▶ [Problem to work on]
The line containing "for it and report" marks the end: restate word for word every line from the first line of the entries below through that one.

[Saved entries]
PR #2643, opened 2017-05-01
Detect SeekableByteChannelPrefetcher double-wrapping

jean-philippe-martin:
Wrapping a prefetcher into another would be an error, check
for it and report it. The commit also includes a test.

Also shut down the executor when the channel is closed.


jean-philippe-martin:
I don't think that's the elusive bug we're looking for, but a bit more argument validation certainly cannot hurt.

The gradle files look like they're auto-generated, I certainly didn't change them myself. Let me know if you think we should delete them instead.

jean-philippe-martin:
I've ran this one in my test and it's clear the current code doesn't have the problem of prefetching a prefetcher.

gradle/wrapper/gradle-wrapper.properties
```diff
@@ -1,6 +1,6 @@
-#Thu Jan 12 19:57:42 EST 2017
+#Mon May 01 15:13:13 PDT 2017
 distributionBase=GRADLE_USER_HOME
 distributionPath=wrapper/dists
 zipStoreBase=GRADLE_USER_HOME
 zipStorePath=wrapper/dists
-distributionUrl=https\://services.gradle.org/distributions/gradle-3.1-all.zip
```
lbergelson: This file gets updated like this accidentally a lot.  When it's generated it's created with `bin`, but Intellij always suggest changing it to `all` so people do that and then accidentally commit it.  It doesn't really matter either way, if it's set to bin then it only downloads the gradle binaries, with all it also downloads the source jars so it can be inspected locally more easily.

src/main/java/org/broadinstitute/hellbender/utils/nio/SeekableByteChannelPrefetcher.java
```diff
@@ -441,6 +447,13 @@ public boolean isOpen() {
     @Override
     public void close() throws IOException {
         if (open) {
+            exec.shutdown();
+            try {
+                exec.awaitTermination(3, TimeUnit.MINUTES);
```
lbergelson: A 3 minute wait is potentially a long confusing stall.  Is there a reason we want to wait or should we just kill the thread immediately?

jean-philippe-martin: A zero timeout wouldn't kill the thread, it would just stop waiting for it to acknowledge the interruption. Then the thread would be reading on a closed channel and would fail. This isn't a huge deal it would just confuse matters.

How about a much shorter timeout? I expect that five seconds is still enough for most cases.

lbergelson: Oh, I see, I figured it would kill the thread if the timer ran out.  Should we just aggressively kill the thread here?  I'm assuming if we're closing we want to stop the prefetching immediately.  I think we don't want to close the channel and end up with surprising uncaught IOExceptions.

lbergelson: Maybe `shutdownNow` instead of await termination?  Is there any downside to murdering the prefetch thread if we're closing this stream?

jean-philippe-martin: Looking at the docs you're right - shutdown doesn't interrupt the thread so we need shutdownNow! But there's no way in Java to "murder" a thread, interrupting is the closest we can get. That means it's still worthwhile to wait for the worker to process its interrupted state (using awaitTermination).

lbergelson: David suggests `awaitTermination` first, and then if it timed out, calling `shutdownNow`.  Lets go with maybe 10 seconds?  Seems like a reasonable amount of time that no one will be sad waiting for it but most transfers should finish cleanly.

jean-philippe-martin: It's fine to call `shutdownNow` right away - no one's going to read the data being prefetched so there's no point in waiting 10s before interrupting the prefetching. Instead, let's interrupt at once and give the thread 10s to notice and stop cleanly.

I tried testing this, but the reads were too fast so I added a sleep in there. The output shows that the prefetching read gets interrupted as we expect (so we don't wait the full 10s), and the caller of close() gets no exception. 

> WorkUnit.call() starting
> WorkUnit.call() starting for real now
> WorkUnit.call() done
> isInterrupted: false
> WorkUnit.call() starting
> shutdownNow
> sleep was interrupted
> WorkUnit.call() starting for real now
> WorkUnit.call interrupted by: java.nio.channels.ClosedByInterruptException
> close
> Call to close() took: 0ms.

That said, the same test also shows that just closing the channel's fine too in the sense that the caller of close() sees no exception, so I guess this wasn't really necessary. I'll leave in the awaitTermination but cut the timeout to a single second since there's no penalty for timing out.

lbergelson:
@jean-philippe-martin Yup, reading hundreds of different files in the same tool.  We're trying to optimize the buffer size for that case, that's what we're looking at in that other thread you were commenting on.  It seems like we may have some memory leak somewhere else, you seem to need much more memory than we would expect if everything is working as expected.  

This branch should fix the thread leak we were seeing.

👍 Merge when tests pass.

jean-philippe-martin:
I added an integration test that tries the same thing with a bucket (it works fine). Merging as soon as green (do it for me if I miss it).

lbergelson:
thanks @jean-philippe-martin !

jean-philippe-martin:
You're welcome!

▶ [Answer to this task]
PR #2643, opened 2017-05-01
Detect SeekableByteChannelPrefetcher double-wrapping

jean-philippe-martin:
Wrapping a prefetcher into another would be an error, check
for it and report it. The commit also includes a test.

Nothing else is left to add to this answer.